Yesterday was my annual physical and a last-minute thyroid ultrasound because one lobe felt swollen. It’s fine, and I have a new medicine because I am a chronic underperformer in the T3 department. My internist said I was such a grounded, well-adjusted person. 
Yesterday I took a run, unpacked and showered.
Yesterday I started packing again, as we leave on Saturday.
Yesterday I made blueberry muffins, those that later caked my table and chair and car, because Jack adores them and I didn’t have time to refill our freezer stash before I left.
Yesterday I made a beautiful dinner for the boys and later one for T and myself. Yesterday T and I stayed up watching Bill Maher’s show from Friday and laughing ourselves silly and enjoying another glass of wine together.

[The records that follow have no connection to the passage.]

PR #504, opened 2019-11-07
Import wizard

thermokarst:


qiime2/plugin/plugin.py
```diff
@@ -21,6 +21,8 @@
     'TransformerRecord', ['transformer', 'plugin', 'citations'])
 SemanticTypeRecord = collections.namedtuple(
     'SemanticTypeRecord', ['semantic_type', 'plugin'])
+SemanticTypeFragmentRecord = collections.namedtuple(
+    'SemanticTypeRecord', ['fragment', 'plugin'])
```
ebolyen:
```suggestion
    'SemanticTypeFragmentRecord', ['fragment', 'plugin'])
```

qiime2/plugin/plugin.py
```diff
@@ -201,9 +205,14 @@ def register_semantic_type_to_format(self, semantic_type, artifact_format):
...
 
-        self.type_formats.append(TypeFormatRecord(
+        record = TypeFormatRecord(
             type_expression=semantic_type,
-            format=artifact_format, plugin=self))
+            format=artifact_format, plugin=self)
+
+        self.type_formats.append(record)
+        for type_ in record.type_expression:
+            self.types.add(SemanticTypeRecord(
```
ebolyen: I would match the older `self.types` structure here (using a dict) as it make life marginally easier if you don't care about the `SemanticTypeRecord` objects (e.g. `list(self.types)` vs `[r.semantic_type for r in self.types]`).

This is a good approach otherwise.

qiime2/plugin/tests/test_plugin.py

This morning we were tired, and the boys were just awful. Awful and annoying, like those fruit flies and mosquitoes all wrapped into one mean swarm. My heart was sad during our drive, and I told them in no uncertain terms that should they consider acting like this in England, I would absolutely get a babysitter and leave them at home all the damn day long. I was not joking.

We talked about insincere apologies and how hurtful and damaging they can be. We talked about hoarding and why I didn't want Oliver to keep the half a lizard he found in Louisiana last month that was rotting in a jar and stinking so badly that I threw it out without asking him. He pleaded with me to take the old, broken pretzel out of the garbage can. And the expired coupons too. I do not understand. I did not expect these conversations.

When I try so hard and my kids hurt my heart, I feel blindsided. Every single time. That’s the thing about kids growing up. They can start to disappoint you in a way babies can’t. They can start to choose to upset you. And really, in that volition and decision-making is celebration of their burgeoning independence but also challenge like you’ve never seen before.

It’s a gnatty vortex. Sometimes you want to give it space and appreciation, but at other times, you just want to swat the shit out of it. You want it to be a round nail in a round hole that you can push flat and quiet and seamless against the wall.